L’absence d’analyse pointue et approfondie sur le cas de la Guinée, présenté a priori comme l’objet d’étude de l’ouvrage, est décevante. La Guinée est abordée sous ses aspects géographiques et à partir de ses ressources naturelles. Il est dommage que les auteurs ne développent pas la contribution du pays à la mise en place de la CEDEAO, ses engagements, et aussi la pratique quotidienne de cet accord au niveau étatique. On n’apprend pas en quoi les structures économiques guinéennes ont changé pour atteindre les objectifs régionaux, en quoi elle est un élément essentiel pour la réussite d’un tel accord alors que paradoxalement l’introduction nous fait penser que c’est justement ce pays qui par ses ressources et son affirmation historique contre l’Union française peut être le porteur d’un tel projet d’intégration régionale.

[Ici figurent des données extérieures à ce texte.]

PR #21, opened 2017-06-15
Use NamedModulesPlugin for HMR debugging

weaverryan:
When using HMR, the name of your module shows up in the console. By default, since numbers are used, it looks like:

```
[HMR] Updated modules:
[HMR]  - 21
[HMR]  - 241
```

After:

```
[HMR] Updated modules:
[HMR]  - ./node_modules/css-loader/index.js?sourceMap!./node_modules/vue-loader/lib/style-compiler/index.js?{"vue":true,"id":"data-v-504ecf1c","scoped":true,"hasInlineConfig":false}!./node_modules/vue-loader/lib/selector.js?type=styles&index=0!./app/Resources/assets/vuejs/components/Hello.vue
[HMR]  - ./node_modules/style-loader/addStyles.js
```

... which at least makes a bit more sense :).

This adds a bit more logic:

1) In dev, always add `NamedModulesPlugin`. We actually only need this if you're using HMR... but I don't think there's a disadvantage of including it always, so I've done it to try to keep the dev environment as consistent as possible with itself.

2) In prod, we *only* add `HashedModuleIdsPlugin` when versioning is enabled. We could at it always (for consistency), but it slightly increases the size of the built assets, because the module ids are longer.

3) Enable `WebpackChunkHash` only when versioning is used, because it's the only time we use the `[chunkhash]`

### DIFF
--- a/lib/config-generator.js
+++ b/lib/config-generator.js
@@ -245,11 +245,10 @@ class ConfigGenerator {
          */
         let moduleNamePlugin;
         if (this.webpackConfig.isProduction()) {
-            // only enable if versioning is on, as it makes the assets *slightly* larger
-            if (this.webpackConfig.useVersioning) {
-                // shorter, and obfuscated module ids
-                moduleNamePlugin = new webpack.HashedModuleIdsPlugin();
-            }
+            // shorter, and obfuscated module ids (versus NamedModulesPlugin)
+            // makes the final assets *slightly* larger, but prevents contents
+            // from sometimes changing when nothing really changed
+            moduleNamePlugin = new webpack.HashedModuleIdsPlugin();
         } else {
             // human-readable module names, helps debug in HMR
             // enable always when ! production for consistency
--- a/lib/config-generator.js
+++ b/lib/config-generator.js
@@ -243,20 +243,15 @@ class ConfigGenerator {
          *  * https://github.com/webpack/webpack.js.org/issues/652#issuecomment-273324529
          *  * https://webpack.js.org/guides/caching/#deterministic-hashes
          */
-        let moduleNamePlugin;
         if (this.webpackConfig.isProduction()) {
             // shorter, and obfuscated module ids (versus NamedModulesPlugin)
             // makes the final assets *slightly* larger, but prevents contents
             // from sometimes changing when nothing really changed
-            moduleNamePlugin = new webpack.HashedModuleIdsPlugin();
+            plugins.push(new webpack.HashedModuleIdsPlugin());
         } else {
             // human-readable module names, helps debug in HMR
-            // enable always when ! production for consistency
-            moduleNamePlugin = new webpack.NamedModulesPlugin();
-        }
-
-        if (moduleNamePlugin) {
-            plugins.push(moduleNamePlugin);
+            // enable always when not in production for consistency
+            plugins.push(new webpack.NamedModulesPlugin());
         }
 
         if (this.webpackConfig.useVersioning) {
--- a/lib/config-generator.js
+++ b/lib/config-generator.js
@@ -243,20 +243,26 @@ class ConfigGenerator {
          *  * https://github.com/webpack/webpack.js.org/issues/652#issuecomment-273324529
          *  * https://webpack.js.org/guides/caching/#deterministic-hashes
          */
-        // when not using versioning, none of this is important
-        if (this.webpackConfig.useVersioning) {
-            let moduleNamePlugin;
-            if (this.webpackConfig.isProduction()) {
+        let moduleNamePlugin;
+        if (this.webpackConfig.isProduction()) {
+            // only enable if versioning is on, as it makes the assets *slightly* larger
+            if (this.webpackConfig.useVersioning) {
                 // shorter, and obfuscated module ids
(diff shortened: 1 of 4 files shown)


lib/config-generator.js
```diff
@@ -320,20 +320,26 @@ class ConfigGenerator {
          *  * https://github.com/webpack/webpack.js.org/issues/652#issuecomment-273324529
          *  * https://webpack.js.org/guides/caching/#deterministic-hashes
          */
-        // when not using versioning, none of this is important
-        if (this.webpackConfig.useVersioning) {
-            let moduleNamePlugin;
-            if (this.webpackConfig.isProduction()) {
+        let moduleNamePlugin;
+        if (this.webpackConfig.isProduction()) {
+            // only enable if versioning is on, as it makes the assets *slightly* larger
```
stof: Can we have a way to turn it ON otherwise too ? If you use query-string versioning with https://packagist.org/packages/incenteev/hashed-asset-bundle, having a stable file hash is important too.

stof: maybe a `.useStableModuleNames()` method, which is enabled automatically when using versioning ?

weaverryan: @stof Unless you enable versioning, your output filenames will *always* be static and not changing (e.g. `main.js`). This just controls the internal names used for the modules. Or am I missing a detail? Basically, I don't think the module naming scheme should be important externally.

stof: @weaverryan my issue is stable module names, not stable output files.

hashed-asset-bundle uses a (truncated) hash of the file content as version. So if you use numeric index for modules, the hash of the vendor module may change just because of reindexing module, busting the cache for nothing.

you use the HashedModuleIdsPlugin when versioning is enabled to ensure that the chunkHash stay consistent, but we have the same need when using hashed-asset-bundle

weaverryan:
@stof Ah, I totally understand now. I've updated the PR to *always* use one of the plugins, instead of adding a new option. Regardless of where you do versioning, it seems like an edge case to me to "be ok with" your asset contents often changing... even when you didn't make any code changes to it. So, at the cost of a slight increase in asset size (in one example I saw, the asset size went from 296kb to 300kb), I'd like to be consistent and always give this "expected" behavior. If someone later *really* wants to minimize their asset size at the expense of the content sometimes changing, they can make a request (and we can add a method to allow that to be configured). This feels like a more sensible default to me.

stof:
@weaverryan fine with me

lib/config-generator.js
```diff
@@ -324,20 +324,25 @@ class ConfigGenerator {
...
+            // makes the final assets *slightly* larger, but prevents contents
+            // from sometimes changing when nothing really changed
+            moduleNamePlugin = new webpack.HashedModuleIdsPlugin();
+        } else {
+            // human-readable module names, helps debug in HMR
+            // enable always when ! production for consistency
+            moduleNamePlugin = new webpack.NamedModulesPlugin();
+        }
+
+        if (moduleNamePlugin) {
```
stof: useless check. It will always be set

lib/config-generator.js
```diff
@@ -324,20 +324,25 @@ class ConfigGenerator {
...
+            plugins.push(moduleNamePlugin);
```
stof: you could put this directly above instead of using a `moduleNamePlugin` variable.

lib/config-generator.js
```diff
@@ -324,20 +324,25 @@ class ConfigGenerator {
...
-        // when not using versioning, none of this is important
+        let moduleNamePlugin;
+        if (this.webpackConfig.isProduction()) {
+            // shorter, and obfuscated module ids (versus NamedModulesPlugin)
+            // makes the final assets *slightly* larger, but prevents contents
+            // from sometimes changing when nothing really changed
+            moduleNamePlugin = new webpack.HashedModuleIdsPlugin();
+        } else {
+            // human-readable module names, helps debug in HMR
+            // enable always when ! production for consistency
```
stof: I would say `when not production` instead of putting an operator in the middle of an English sentence

test/config-generator.js
```diff
@@ -466,6 +465,33 @@ describe('The config-generator function', () => {
             const actualConfig = configGenerator(config);
             expect(actualConfig.devServer).to.be.undefined;
         });
+
+        it('devServer no hot mode', () => {
+            const config = createConfig();
+            config.runtimeConfig.useDevServer = true;
+            config.runtimeConfig.devServerUrl = 'http://localhost:8080/';
+            config.runtimeConfig.useHotModuleReplacement = false;
+            config.outputPath = '/tmp/public';
```
stof: shouldn't this use a windows path on windows ?

weaverryan: it doesn't matter here, because it's not what I'm testing for. I just need a path that won't cause the code to throw an exception internally (`Unable to determine contentBase option...`) - and that logic for that exception *is* tested elsewhere with the proper paths. We could probably clean this file up a bit with some mocks.

weaverryan: pff, nevermind - I immediately saw the test failure after posting this. I'm trying a Windows path now to see if it'll keep things happy :)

Le rôle prépondérant de la Guinée est mis en avant dans les deux premiers chapitres, mais n’est hélas pas approfondi par la suite, dans les chapitres concernant la mise en place concrète de la CEDEAO. La Guinée a un statut particulier en Afrique depuis le jour où elle refusa d’entrer dans l’Union africaine de de Gaulle, mais ce passé ne la sert pas aujourd’hui dans son engagement pour une intégration régionale. Cela n’est pas sans lien avec les difficultés rencontrées par la CEDEAO. La CEDEAO comprend, notamment, dans ses objectifs une politique agricole commune visant à l’intégration régionale des marchés. Cette intégration aurait pour effet positif de permettre à l’Afrique de l’Ouest de davantage peser dans l’agriculture internationale, en particulier au sein de l’OMC. Mais les politiques mises en place au niveau régional nécessitent une application nationale qui fait défaut. Les États n’ont pas les moyens de leurs ambitions, dans des pays où la malnutrition n’est pas éradiquée.
À la lecture de ce livre, on reste sur notre faim finalement. Il a néanmoins le mérite d’inciter à entreprendre une réflexion sur les facteurs empêchant l’émergence de l’Afrique de l’Ouest comme acteur international fort, capable de défendre ses intérêts sur la scène mondiale. Il nous permet de comprendre les manques et les dysfonctionnements des mécanismes d’intégration régionale qui sont mis en place collectivement. L’instabilité politique des pays membres de la CEDEAO et les relations difficiles entre anciennes colonies et anciennes puissances impériales mettent en suspens la réalisation de ces projets bien intentionnés.